WHAT YOU SHOULD DO: In the entries below, the word "does" appears on some lines. Copy each of those lines.

_ _ _ _

PR #127, opened 2025-10-22
NDH-326 Clarify FHIR Version for Base Validator

spopelka-dsac:
…it that we're using FHIR v4

## Problem

The meeting with Alberto this morning, in which we discussed fhir profiles and validators, made me. realize that the code was conflating a few implementation guides and FHIR versions. We need to be more explicit/consistent about which base FHIR version we're using and where we're layering on top of it.

## Solution

This PR is a starting point, that takes us down to brass tacks with a v4 FHIR base implementation. From here, we can layer in extensions on the validators that make it clearer where we're relying on other fhir profiles/ IGs. 

## Result

* Explicitly imports the FHIR v4 base validator from `fhir.resources` instead of the most recent version
* Makes some tweaks to bring the serializers into conformance with the v4 base FHIR spec
* Updates the tests accordingly

## Test Plan

1. navigate to `/backend`
2. run `make test`
3. all tests should pass!

Note: This is a little messy but will get cleaned up as we layer the explicit us core/ ndh/ plan net validators in

### DIFF
--- a/backend/npdfhir/serializers.py
+++ b/backend/npdfhir/serializers.py
@@ -1,21 +1,21 @@
 import sys
 
 from django.urls import reverse
-from fhir.resources.address import Address
-from fhir.resources.bundle import Bundle
-from fhir.resources.codeableconcept import CodeableConcept
-from fhir.resources.coding import Coding
-from fhir.resources.contactpoint import ContactPoint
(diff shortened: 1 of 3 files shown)


abachman-dsac (approved):
no objections 👍 

good to move towards clarity

PR #128, opened 2025-10-22
Wbprice/GitHub actions runner

wbprice:
## Problem

We need to configure an instance and associated roles for deploying infrastructure to AWS in a self-hosted runner to keep using GitHub Actions

## Solution

- Specified deploy-specific infrastructure 
- documented manual steps

## Result

dev environment is updated when deploys are made

## Test Plan

dev environment should deploy using a self-hosted runner (by manually starting deploy to dev task in the other repo)

### DIFF
--- a/infrastructure/envs/dev/main.tf
+++ b/infrastructure/envs/dev/main.tf
@@ -98,10 +98,11 @@ module "ecs" {
 module "fhir-api" {
   source = "../../modules/fhir-api"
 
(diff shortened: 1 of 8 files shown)


wbprice:
The dev deploy gets pretty far right now, but fails at the last step:
image

spopelka-dsac (approved):
lgtm

PR #129, opened 2025-10-23
ndh-286: add database check to healthCheck endpoint; update unit test

tspecht-cms:
## Problem

The health check endpoint does not check database connectivity, except when the application is initially launched

## Solution

Add database check to health check endpoint so it runs whenever the endpoint is called

## Result

Used built-in Django `connection.cursor()` method to run a simple SQL command `SELECT 1` against the database to check for a response. This is a standard method for checking connectivity to a database in a situation where a lightweight response is all that is needed. 

The code is added in the middleware, so that it maintains the exemption from the allowed hosts check that was set up for the health check endpoint in ticket #226.

## Test Plan

Updated the health check endpoint unit test to reflect the new response from the the endpoint, which looks like:

image

Tested locally with the database running, and with the database stopped. Expected results:

image

### DIFF
--- a/backend/npdfhir/middleware.py
+++ b/backend/npdfhir/middleware.py
@@ -33,7 +33,6 @@ class HealthCheckMiddleware:
                 health_status.update({
                     'status': 'unhealthy',
                     'database': 'disconnected',
-                    'error': str(e)
                 })
                 return JsonResponse(health_status, status=502)
 
--- a/backend/npdfhir/tests.py
+++ b/backend/npdfhir/tests.py
@@ -5,7 +5,6 @@ from fhir.resources.R4B.bundle import Bundle
 from pydantic import ValidationError
 from rest_framework import status
 from rest_framework.test import APIClient, APITestCase
-import json
 
 # I can't explain why, but we need to import cacheData here. I think we can remove this once we move to the docker db setup
 from .cache import cacheData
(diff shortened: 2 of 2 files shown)


backend/npdfhir/middleware.py
```diff
@@ -7,5 +12,29 @@ def __init__(self, get_response):
...
+
+            try:
+                # Test database connection
+                with connection.cursor() as cursor:
+                    cursor.execute("SELECT 1")
+                    cursor.fetchone()
+
+                return JsonResponse(health_status, status=200)
+
+            except Exception as e:
```
abachman-dsac: Given the lack of control on the type of `e`, it would be safer not to return the result of `str(e)` to the user making the healthcheck call.

We can log it still (putting off the discussion of structured logging for now), but outside of development environments we should keep responses limited.

backend/npdfhir/tests.py
```diff
@@ -160,8 +161,9 @@ class BasicViewsTestCase(APITestCase):
     def test_health_view(self):
         url = reverse("healthCheck")  # maps to "/healthCheck"
         response = self.client.get(url)
+        res_obj = json.loads(response.content.decode())
```
abachman-dsac: it would be cleaner to [use the built-in](https://docs.djangoproject.com/en/5.2/topics/testing/tools/#django.test.Response.json) `response.json()` here, which does the same thing.

```suggestion
        res_obj = response.json()
```

abachman-dsac (changes requested):
small change requested on the error response content and a tip (not blocker) on the test updates.

backend/npdfhir/middleware.py
tspecht-cms: removed error message from response

backend/npdfhir/tests.py
tspecht-cms: made this change

PR #176, opened 2025-11-03
Terraform files for DMS config

tspecht-cms:
## Problem

We need to use IaC using Terraform to create DMS resources for migrating an ETL database schema to the FHIR API database

## Solution

Do what the problem says to do.

## Result

All DMS resources are created and configured according to the environment

## Test Plan

TBD

### DIFF
--- a/infrastructure/modules/migrations/main.tf
+++ b/infrastructure/modules/migrations/main.tf
@@ -33,7 +33,7 @@ locals {
           "schema-name" : "npd",
           "table-name" : "%"
         },
-        "value" : "${var.etl_db.database_instance_name}-migrated"
+        "value" : "${var.etl_db.db_instance_name}-migrated"
       }
     ]
   })
--- a/infrastructure/envs/dev/main.tf
+++ b/infrastructure/envs/dev/main.tf
@@ -168,7 +168,7 @@ module "migrations" {
   source      = "../../modules/migrations"
 
   multi_az = false
-  account_name = var.account_name
+  account_name = local.account_name
   region = var.region
   tier = var.tier
   fhir_db = {


infrastructure/modules/migration/envs/dev/configs/table_mappings.json
```diff
@@ -0,0 +1,27 @@
...
+            "rule-id": 733828293,
+            "rule-name": "mhdlhs8h-od97g1",
+            "rule-type": "transformation",
+            "rule-target": "table",
+            "rule-action": "rename",
+            "object-locator": {
+                "schema-name": "npd",
+                "table-name": "%"
+            },
+            "value": "npd-dms-test"
```
wbprice: We probably would not use this specific table name, but we continue to use something other than "npd" in the short term.

Terraform has support for interpolating placeholder values in JSON, which we can use to configure this value at the module level: https://developer.hashicorp.com/terraform/language/functions/templatefile

infrastructure/modules/migration/envs/dev/configs/task_settings.json
```diff
@@ -0,0 +1,205 @@
...
+                "Severity": "LOGGER_SEVERITY_DEFAULT",
+                "Id": "FILE_TRANSFER"
+            }
+        ],
+        "LogConfiguration": {
+            "TraceOnErrorMb": 10,
+            "EnableTraceOnError": false
+        },
+        "CloudWatchLogGroup": "dms-serverless-replication-57J6Z4LH2JAUNKC3LS7RUETZUE",
+        "CloudWatchLogStream": "dms-serverless-serv-res-id-1761840201151-lqz"
```
wbprice: As above, we'd probably create log groups / streams in a Terraform context, then pass the name into this JSON config using template interpolation.

infrastructure/modules/migration/envs/dev/main.tf
```diff
@@ -0,0 +1,58 @@
...
+    source = {
+      database_name               = "npd_etl"
+      endpoint_id                 = "npd-east-dev-etl-db"
+      endpoint_type               = "source"
+      engine_name                 = "postgresql"
+      username                    = "npd_etl"
+      password                    = "youShouldPickABetterPassword123!" # where to get this?
+      port                        = 5432
+      server_name                 = "npd-east-dev-etl-db.cc3asw0omsvl.us-east-1.rds.amazonaws.com" # can this be a reference instead of hard coded?
+      ssl_mode                    = "require"
```
wbprice: Reference the `variables.tf` under the `fhir-api` or `etl` directory modules, which describe how to pass database information into a module.

The database information includes the database password ARN, which Terraform can use to fetch a secret value.

```hcl
# Fetch the current secret value
data "aws_secretsmanager_secret_version" "db" {
  secret_id = data.aws_secretsmanager_secret.db.id
}

# Decode the JSON secret string
locals {
  db_credentials = jsondecode(data.aws_secretsmanager_secret_version.db.secret_string)
}
```

infrastructure/modules/migration/envs/dev/main.tf
```diff
@@ -0,0 +1,58 @@
...
+      endpoint_id   = "npd-east-dev-fhir-api-db"
+      endpoint_type = "target"
+      engine_name   = "postgresql"
+      username      = "npd"
+      password      = "passwordsDoNotNeedToMatch789?" # where to get this?
+      port          = 5432
+      server_name   = "npd-east-dev-fhir-api-db.cc3asw0omsvl.us-east-1.rds.amazonaws.com" # can this be a reference instead of hard coded?
+      ssl_mode      = "require"
+    }
+  }
```
wbprice: because we're connecting to two databases, you'll need to update `variables.tf` to accept information about both databases.

infrastructure/modules/migrations/main.tf
```diff
@@ -0,0 +1,58 @@
...
+      migration_type            = "cdc"
+      replication_task_settings = file("configs/task_settings.json")
+      table_mappings            = file("configs/table_mappings.json")
+      source_endpoint_key       = "npd-east-dev-etl-db"
+      target_endpoint_key       = "npd-east-dev-fhir-api-db"
+
+      serverless_config = {
+        max_capacity_units     = 8
+        min_capacity_units     = 4
+        multi_az               = false # should be true for prod?
```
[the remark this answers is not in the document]
tspecht-cms: I created a new variable for this, set to `false` in Dev and `true` in Prod

infrastructure/envs/dev/variables.tf
```diff
@@ -6,6 +6,10 @@ variable "tier" {
   default = "dev"
 }
 
+variable "multi_az" {
+  default = false
+}
```
wbprice: Define this variable under `modules/migrations/variables.tf` instead of here, because it's specific to the migration module.

infrastructure/envs/prod/main.tf
```diff
@@ -163,6 +163,29 @@ module "etl" {
   }
 }
 
+module "migrations" {
+  source      = "../../modules/migrations"
```
wbprice: add your multi-az param here (true for prod)

infrastructure/modules/migrations/main.tf
```diff
@@ -0,0 +1,58 @@
...
+    source = {
+      database_name               = "npd_etl"
+      endpoint_id                 = "npd-east-dev-etl-db"
+      endpoint_type               = "source"
+      engine_name                 = "postgresql"
+      username                    = "npd_etl"
+      password                    = "youShouldPickABetterPassword123!" # where to get this?
+      port                        = 5432
+      server_name                 = "npd-east-dev-etl-db.cc3asw0omsvl.us-east-1.rds.amazonaws.com" # can this be a reference instead of hard coded?
+      ssl_mode                    = "require"
```
wbprice: It will, because even if the value is a string you need to be able to access a specific property within it

infrastructure/modules/migrations/main.tf
```diff
@@ -0,0 +1,108 @@
...
+
+  # Subnet group
+  repl_subnet_group_name        = module.networking.private_subnet_group_name
+  repl_subnet_group_description = "The DMS ETL replication subnet group"
+  repl_subnet_group_subnet_ids  = module.networking.private_subnet_ids
+
+  endpoints = {
+    etl-source = {
+      database_name = "npd_etl" # possible to reference this by env?
+      endpoint_id   = "npd-east-${var.tier}-etl-source"
```
wbprice: ${var.account_name} is a combination of `npd-east-` and `${var.tier}`, so you can use that instead of piping in tier directly.

infrastructure/modules/migrations/main.tf
```diff
@@ -0,0 +1,108 @@
...
+      server_name   = var.etl_db.db_instance_name # host name of the server - the correct value is npd-east-dev-etl-db.cc3asw0omsvl.us-east-1.rds.amazonaws.com
+      ssl_mode      = "require"
+    }
+
+    fhir-api-destination = {
+      database_name = "npd" # possible to reference this by env?
+      endpoint_id   = "npd-east-${var.tier}-fhir-api-destination"
+      endpoint_type = "target"
+      engine_name   = "postgresql"
+      username      = "npd" # possible to reference this by env?
```
wbprice: Yes, this is the `db_instance_username` output of the RDS module, but you'll need to update your `modules/migrations/variables.tf`, `envs/dev/main.tf`, `envs/prod/main.tf` to accommodate this.

infrastructure/modules/migrations/main.tf
```diff
@@ -0,0 +1,108 @@
...
+      engine_name   = "postgresql"
+      username      = "npd_etl" # possible to reference this by env?
+      password      = local.etl_db_password
+      port          = 5432
+      server_name   = var.etl_db.db_instance_name # host name of the server - the correct value is npd-east-dev-etl-db.cc3asw0omsvl.us-east-1.rds.amazonaws.com
+      ssl_mode      = "require"
+    }
+
+    fhir-api-destination = {
+      database_name = "npd" # possible to reference this by env?
```
wbprice: You want `var.fhir_db.db_instance_name`

infrastructure/modules/migrations/main.tf
```diff
@@ -0,0 +1,108 @@
...
+  endpoints = {
+    etl-source = {
+      database_name = "npd_etl" # possible to reference this by env?
+      endpoint_id   = "npd-east-${var.tier}-etl-source"
+      endpoint_type = "source"
+      engine_name   = "postgresql"
+      username      = "npd_etl" # possible to reference this by env?
+      password      = local.etl_db_password
+      port          = 5432
+      server_name   = var.etl_db.db_instance_name # host name of the server - the correct value is npd-east-dev-etl-db.cc3asw0omsvl.us-east-1.rds.amazonaws.com
```
wbprice: var.etl-db.db_instance_address

infrastructure/envs/prod/main.tf
```diff
@@ -163,6 +163,34 @@ module "etl" {
...
+
+  multi_az = true
+  account_name = local.account_name
```
wbprice: var

wbprice (approved):
`terraform -chdir=envs/dev plan` didn't return any errors. We can get this deployed to dev and validate more from there.

PR #177, opened 2025-11-03
[NDH-320] - Refactoring Search within Views

sachin-panayil:
## Problem

We now have three separate places where we update information about our endpoint search parameters. 

1. The ViewSet Logic
2. Swagger Documentation
3. CapabilityStatement 

This is three separate places that must be updated when a new search parameter is added or even a new endpoint. Lowering this burden would help a ton.

We should figure out a way to dynamically update all three of these at the same time. An idea I had was to create a central file that holds al our filters and then the other files can pull data from this central file. This means we would only need to update our search params in one place and the changes can propagate throughout the rest of the code

## Solution

Use `django-filters` to fulfill 1  by creating a custom backend that our views can tap into

## Result

Search has been broken out of the views and we only need to edit the `filters.py` file to make updates on all three areas

* Swagger Documentation will be broken out into a separate PR
* CapabilityStatement will also be included since we need to use a different route for Swagger PR
* The idea is that filters.py will be the central source of truth for the three search parameter locations

## Test Plan

- run `docker compose up`
- test search for each endpoint


backend/npdfhir/filters.py
abachman-dsac: Let's get ahead of file creep and move this to a folder structure: 

```
filters/
  __init__.py
  endpoint_filter_set.py
  practitioner_filter_set.py
  ...
```

etc.

backend/npdfhir/utils.py
```diff
@@ -24,4 +24,15 @@ def genReference(url_name, identifier, request):
         reverse(url_name, kwargs={'pk': identifier}))
     reference = Reference(
         reference=reference)
-    return reference
\ No newline at end of file
+    return reference
+
+def parse_identifier(identifier_value):
```
abachman-dsac: nit: this method name is _very_ generic. 

i know you're just moving it up a level, organizationally, though.

abachman-dsac (approved):
a clean split of the filters, thanks for taking care of that!

looks like a good refactor. 

we'll want to eventually introduce tests that are more specific about the data which is retrieved / retrievable by each filter, but this gives us a place to put them

PR #179, opened 2025-11-03
bump etl database storage

wbprice:
ETL database is full and refusing connections. Bumping the provisioned storage to 250 GB while we figure out what is taking up the space.


dturner5234 (approved):
I was seeing 100GB usage locally. 200 should be enough. we might be able to refactor some of these tables into views and reduce this a bit eventually.

PR #186, opened 2025-11-06
Update security groups for application load balancers to accept port …

wbprice:
…80 and 443 connections

## Problem

Various team members and stakeholders can't access the internal routes. It could very well be a Zscaler thing but updating the security groups to not check against the prefix list or cmscloud vpn fixes this in the short-term with minimal risk (all the relevant endpoints are internal anyway)

## Solution

Update security group configuration for FHIR API and Dagster UI internal load balancers.

## Result

Internal users can access the internal routes but external users can't

## Test Plan

deploy and check the routes


abachman-dsac (approved):
I am for this approach.

DNS will, of course, become more complex in the future, but this gets us over our first hump: can everyone on the CMS team reach the non-production site?

PR #188, opened 2025-11-06
update pglogical configuration pending reboot

wbprice:
This RDS parameter needs to be set pending-reboot. This was causing production infrastructure to not deploy.


dturner5234 (approved):
perfect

_ _ _ _

SOLVED EXERCISE:
The health check endpoint does not check database connectivity, except when the application is initially launched
abachman-dsac: it would be cleaner to [use the built-in](https://docs.djangoproject.com/en/5.2/topics/testing/tools/#django.test.Response.json) `response.json()` here, which does the same thing.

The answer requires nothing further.